WILLIAM DEMAS
1929 - 1998
Source:
By Jeff Hackett
Express
November 30, 1998
Page 3
At the signing of the Treaty of Chaguaramas on July 4, 1973, the late Dr. Eric Williams called on the assembled Caribbean leaders, diplomats and the 400-plus guests to give William Demas a standing ovation for his stellar role in the success of Carifta and as architect of Caricom.
The thunderous applause in the huge hall, in fact, lasted for two minutes. Afterwards, speaker after speaker searched for superlatives to praise the Carifta Secretary General, then only 43, who was described as " the only civil service economist in the Caribbean with an international reputation".
The tall, gangling Demas, who was on secondment from the Trinidad and Tobago Government (he was William's economic adviser) to the Carifta Secretariat, appeared overwhelmed by the torrent of compliments from the likes of Williams, Michael Manley, Forbes Burnham, Errol Barrow and others.
A man with a deep voice, the ascetic, self-effacing technocrat quietly acknowledged the tribute as he sat, wearing a gray shirt-jac outfit, with the Caribbean leaders at the head table on the stage.
To be singled out by Dr. Williams - a stern, no-nonsense politician who did not tolerate mediocrity - for public tribute was, in itself, an achievement.
The signing of the treaty (although the rules contained therein were destined to be observed more in the breach) was workaholic Willie Demas's crowning glory.
He served as Caricom Secretary General for one year and was succeeded by Alister McIntyre, one of his trusted lieutenants in the regional integration exercise.
William Gilbert Demas was born in Port of Spain on November 14, 1929 and was educated at Tranquillity Boys' Intermediate Government School and Queen's Royal College, where he won an Island Scholarship in 1947.
He read economics at Cambridge University and was among the first wave of economists in the 1950s, who trained abroad, to join the civil service.
He was permanent secretary in the Ministry of Planning and Development and later Williams's economic adviser.
He was also visiting professor of economics at McGill University, Canada in 1966-67 and the following year was seconded to head the Carifta Secretariat.
He left the Caricom Secretariat in 1974 to become president of the Caribbean Development Bank. He was also chairman of the United Nations Development Committee.
In 1988, he succeeded Dr. Euric Bobb as Governor of the Central Bank and was awarded the Trinity Cross that year.
He was also awarded the Humming Bird Medal (Gold), Guyana's Cacique Crown of Honour, Barbados's Companion of Honour and Colombia's Order of San Carlos, and the Order of the Caribbean Community.
Demas also received an honorary doctor of laws from the University of the West Indies (UWI).
He was the author of Economics of Development in Small Countries and numerous tomes on Caribbean economic development.

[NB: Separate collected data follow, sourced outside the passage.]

PR #57051, opened 2026-03-23
Fix association build to set inverse before assigning attributes

hammadxcm:
### Motivation / Background

Fixes #57042

When using `parent.children.build(attributes)` with a model that has an ActiveStorage attachment with a dynamic service (e.g., `has_one_attached :file, service: ->(record) { record.parent.region_service }`), the service proc fails because the parent association is `nil` at the time the attachment attribute setter runs.

This happens because `ActiveRecord::Core#initialize` calls `super` (which triggers `assign_attributes`) **before** yielding the block that sets the inverse instance via `initialize_attributes`.

### Detail

The fix has two parts:

1. **`ActiveRecord::Core#initialize`** — yield the block **before** calling `super` (which triggers `assign_attributes`). This ensures that `initialize_attributes` (which sets the inverse instance and foreign key) runs before user-provided attributes are assigned.

2. **`Association#build_record`** — move the user-provided block (`yield`) outside of `build_association` so it runs **after** both initialization and attribute assignment. This preserves the existing behavior where blocks passed to `build` can override attribute values.

### Additional information

Verified with 2,289 tests across all association types, STI, nested attributes, autosave, callbacks, persistence, scoping, eager loading, and ActiveStorage — zero new failures introduced.

### Checklist

- [x] Commit message has a detailed description of what changed and why, with issue reference.
- [x] Tests added to verify the inverse is set before attributes are assigned during `build`.
- [x] CHANGELOG files are updated for the changed libraries if there is a behavior change or additional feature. _(N/A — bug fix)_

### DIFF
--- a/activerecord/lib/active_record/associations/association.rb
+++ b/activerecord/lib/active_record/associations/association.rb
@@ -381,10 +381,11 @@ module ActiveRecord
         end
 
         def build_record(attributes)
-          reflection.build_association(attributes) do |record|
+          record = reflection.build_association(attributes) do |record|
             initialize_attributes(record, attributes)
-            yield(record) if block_given?
           end
+          yield(record) if block_given?
+          record
         end
 
         # Returns true if statement cache should be skipped on the association reader.
--- a/activerecord/lib/active_record/core.rb
+++ b/activerecord/lib/active_record/core.rb
@@ -486,9 +486,10 @@ module ActiveRecord
       init_internals
       initialize_internals_callback
 
+      yield self if block_given?
+
       super
 
-      yield self if block_given?
       _run_initialize_callbacks
     end
 
--- a/activerecord/test/cases/associations/has_many_associations_test.rb
+++ b/activerecord/test/cases/associations/has_many_associations_test.rb
@@ -311,6 +311,23 @@ class HasManyAssociationsTest < ActiveRecord::TestCase
     assert_equal car, bulb.car
   end
 
+  def test_build_from_association_sets_inverse_before_assigning_attributes
+    the_car = Car.new(name: "honda")
+    inverse_during_init = nil
+
+    Bulb.define_method(:name=) do |value|
+      inverse_during_init = self.car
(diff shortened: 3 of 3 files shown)


hammadxcm:
@byroot Let me know if you require anything from my side.

tylerwood-io:
Moving \`yield\` before \`super\` in \`Core#initialize\` changes the initialization order for all \`Model.new(attrs) { |r| ... }\` calls, not just association builds. Any code passing a block to \`new\` would see that block run before attribute assignment, which is a behavioral change beyond the scope of the fix.

For example, this pattern would break:

\`\`\`ruby
Post.new(title: "Hello") do |post|
  puts post.title  # => nil (attributes not yet assigned)
end
\`\`\`

#57055 takes a more targeted approach — modifying only \`build_record\` to set the inverse before assigning attributes, without touching \`Core#initialize\`. That keeps the fix scoped to association builds where the problem actually lives.

hammadxcm:
@tylerwood-io You're absolutely right — moving `yield` before `super` in `Core#initialize` changes the initialization order for all `Model.new(attrs) { |r| ... }` calls, which is a behavioral change beyond the scope of this fix.

I've updated the approach to be more targeted:

1. **Reverted `Core#initialize`** — `yield` stays after `super`, preserving the public API contract.
2. **Modified only `build_record`** — passes only STI type attributes to `klass.new` for proper subclass dispatch, then in the block:
   - `set_inverse_instance(record)` — inverse available immediately
   - `record.assign_attributes(attributes)` — attribute setters can now access the parent
   - `initialize_attributes(record, attributes)` — scope/FK protection runs last
3. **Guarded nil attributes in `through_association.rb`** — handles `parent.children.build` (no args) via through associations.

All association test suites pass (has_many, has_one, has_many_through, inverse, STI, nested_attributes) with zero failures.

Thanks for flagging this and for the pointer to #57055 — that more targeted approach is the right call.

He served on a number of Government committees, including one in 1981, which he headed to review the infamous Caroni Racing Complex and the Malabar Housing Project.
The following year, he chaired a task force that prepared a multi-sectoral development plan for the period 1983-1986, which was entitled "The Imperatives of Adjustment".
Demas was widely respected in international circles for his work in Caribbean integration and the Caricom model was held up as a framework for other economic groupings.
He married the former Norma Aurelia Taylor in 1958.
They had one daughter, Allison, a lawyer.